- [Information]:

PR #1463, opened 2019-05-17
Events Plugin - Add initial "NewBlock" event message

shemnon:
## PR description

* It returns for any block we would broadcast to other peers, when
  we would broadcast them.
* It returns a JSON String containing hask, number, and timestamp
* This event data is not set in stone, it may change in type or content.
* Acceptance tests and unit tests got a re-work away from the assumption
  that there is only one plugin type.


ethereum/eth/src/main/java/tech/pegasys/pantheon/ethereum/eth/sync/BlockBroadcaster.java
```diff
@@ -16,21 +16,34 @@
...
+  public long subscribePropagateNewBlocks(final Consumer<Block> callback) {
+    return newBlockSubscribers.subscribe(callback);
+  }
+
+  public void unsubscribePropagateNewBlocks(final long id) {
+    newBlockSubscribers.unsubscribe(id);
+  }
+
   public void propagate(final Block block, final UInt256 totalDifficulty) {
+    newBlockSubscribers.forEach(listener -> listener.accept(block));
```
mbaxter: I don't think you want to add this functionality here.  `Blockchain.observeBlockAdded` already supports observation of new block events.

shemnon: This event needs to be fired between when we validate the header and when we validate the entire block.

The stack for this code is in part
```
Breakpoint reached
	  at tech.pegasys.pantheon.ethereum.eth.sync.BlockBroadcaster.propagate(BlockBroadcaster.java:46)
	  at tech.pegasys.pantheon.ethereum.eth.sync.BlockPropagationManager.broadcastBlock(BlockPropagationManager.java:248)
	  at tech.pegasys.pantheon.ethereum.eth.sync.BlockPropagationManager.lambda$validateAndProcessPendingBlock$6(BlockPropagationManager.java:306)
	  at ...
```

And the stack for using the `Blockchain.observeBlockAdded` event is
```
...
	  at tech.pegasys.pantheon.ethereum.eth.sync.BlockPropagationManager.runImportTask(BlockPropagationManager.java:323)
	  at tech.pegasys.pantheon.ethereum.eth.sync.BlockPropagationManager.validateAndProcessPendingBlock(BlockPropagationManager.java:307)
	  at tech.pegasys.pantheon.ethereum.eth.sync.BlockPropagationManager.lambda$importOrSavePendingBlock$5(BlockPropagationManager.java:297)
	  at tech.pegasys.pantheon.ethereum.eth.sync.BlockPropagationManager$$Lambda$1088.740466537.get(Unknown Source:-1)
...
```

Like 307 for BlockPropagationManager runs the full block validation, which is later than the requirements we have for when this information should be pushed to the events plugin.  We don't want full block validation for this event just header (e.g. proof of work) validation.

ethereum/eth/src/main/java/tech/pegasys/pantheon/ethereum/eth/sync/BlockBroadcaster.java
```diff
@@ -16,21 +16,34 @@
...
+import java.util.function.Consumer;
+
 import org.apache.logging.log4j.LogManager;
 import org.apache.logging.log4j.Logger;
 
 public class BlockBroadcaster {
   private static final Logger LOG = LogManager.getLogger();
 
   private final EthContext ethContext;
+  private final Subscribers<Consumer<Block>> newBlockSubscribers = new Subscribers<>();
```
mbaxter:
```suggestion
  private final Subscribers<Consumer<Block>> blockPropagatedSubscribers = new Subscribers<>();
```

pantheon/src/main/java/tech/pegasys/pantheon/services/PantheonEventsImpl.java
```diff
@@ -0,0 +1,61 @@
...
+  private static Logger LOG = LogManager.getLogger();
+
+  private final BlockBroadcaster blockBroadcaster;
+
+  public PantheonEventsImpl(final BlockBroadcaster blockBroadcaster) {
+    this.blockBroadcaster = blockBroadcaster;
+  }
+
+  @Override
+  public Object addBlockAddedListener(final Consumer<String> blockJSONListener) {
```
mbaxter:
```suggestion
  public Object observeNewBlockPropagated(final Consumer<String> blockJSONListener) {
```

pantheon/src/main/java/tech/pegasys/pantheon/services/PantheonEventsImpl.java
```diff
@@ -0,0 +1,61 @@
...
+    LOG.info("Adding Listener");
+    return blockBroadcaster.subscribePropagateNewBlocks(
+        block -> dispatchNewBlockMessage(block, blockJSONListener));
+  }
+
+  @Override
+  public void removeBlockAddedObserver(final Object listenerIdentifier) {
```
mbaxter:
```suggestion
  public void removeNewBlockPropagatedObserver(final Object listenerIdentifier) {
```

pantheon/src/main/java/tech/pegasys/pantheon/services/PantheonEventsImpl.java
```diff
@@ -0,0 +1,61 @@
...
+    LOG.info("Removing Listener");
+    if (listenerIdentifier instanceof Long) {
+      blockBroadcaster.unsubscribePropagateNewBlocks((Long) listenerIdentifier);
+    }
+  }
+
+  private void dispatchNewBlockMessage(final Block block, final Consumer<String> callback) {
```
mbaxter:
```suggestion
  private void dispatchNewBlockPropagatedMessage(final Block block, final Consumer<String> callback) {
```

ethereum/eth/src/main/java/tech/pegasys/pantheon/ethereum/eth/sync/BlockBroadcaster.java
mbaxter: Ok, that makes sense.  I think we just need to change the naming to make it clear what this event is.  In the future if we handle NEW_BLOCK_HASHES / NEW_BLOCK messages differently, we may want to expose more events to get all of the new blocks on the network.  Most clients don't propagate out NEW_BLOCK messages in response to receiving NEW_BLOCK_HASHES from the network, for example.

pantheon/src/main/java/tech/pegasys/pantheon/services/PantheonEventsImpl.java
mbaxter: (optional) Consider adding a functional interface in place of `Consumer<String>`.

shemnon: Listener is more prevalent in our code base than observer.  So I added the Propagated but kept the Listener.

pantheon/src/main/java/tech/pegasys/pantheon/services/PantheonEventsImpl.java
shemnon: Listener is more prevalent in our code base than observer.  So I added the Propagated but kept the Listener.

pantheon/src/main/java/tech/pegasys/pantheon/services/PantheonEventsImpl.java
shemnon: Listener is more prevalent in our code base than observer.  So I added the Propagated but kept the Listener.

pantheon/src/main/java/tech/pegasys/pantheon/services/PantheonEventsImpl.java
shemnon: Done.

pantheon/src/main/java/tech/pegasys/pantheon/services/PantheonEventsImpl.java
```diff
@@ -0,0 +1,53 @@
...
+
+public class PantheonEventsImpl implements PantheonEvents {
+  private final BlockBroadcaster blockBroadcaster;
+
+  public PantheonEventsImpl(final BlockBroadcaster blockBroadcaster) {
+    this.blockBroadcaster = blockBroadcaster;
+  }
+
+  @Override
+  public Object addNewBlockPropagatedLister(final NewBlockPropagatedListener listener) {
```
mbaxter:
```suggestion
  public Object addNewBlockPropagatedListener(final NewBlockPropagatedListener listener) {
```
Typo

build.gradle
```diff
@@ -105,7 +105,7 @@ allprojects {
     java {
       // This path needs to be relative to each project
       target fileTree('.') {
-        include '**/*.java'
+        include '**/src/*/java/**/*.java'
```
mbaxter: what are these changes for??

shemnon: meant for another PR.  Spotless was catching intellij generated files from .../out/classes/....  By limiting src to having to live in src directories generated and transient java files don't get style checked.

- [What you are asked to do]: Report back each line of the entries that holds the string "think".

- [Response for this exercise]:
mbaxter: I don't think you want to add this functionality here.  `Blockchain.observeBlockAdded` already supports observation of new block events.
mbaxter: Ok, that makes sense.  I think we just need to change the naming to make it clear what this event is.  In the future if we handle NEW_BLOCK_HASHES / NEW_BLOCK messages differently, we may want to expose more events to get all of the new blocks on the network.  Most clients don't propagate out NEW_BLOCK messages in response to receiving NEW_BLOCK_HASHES from the network, for example.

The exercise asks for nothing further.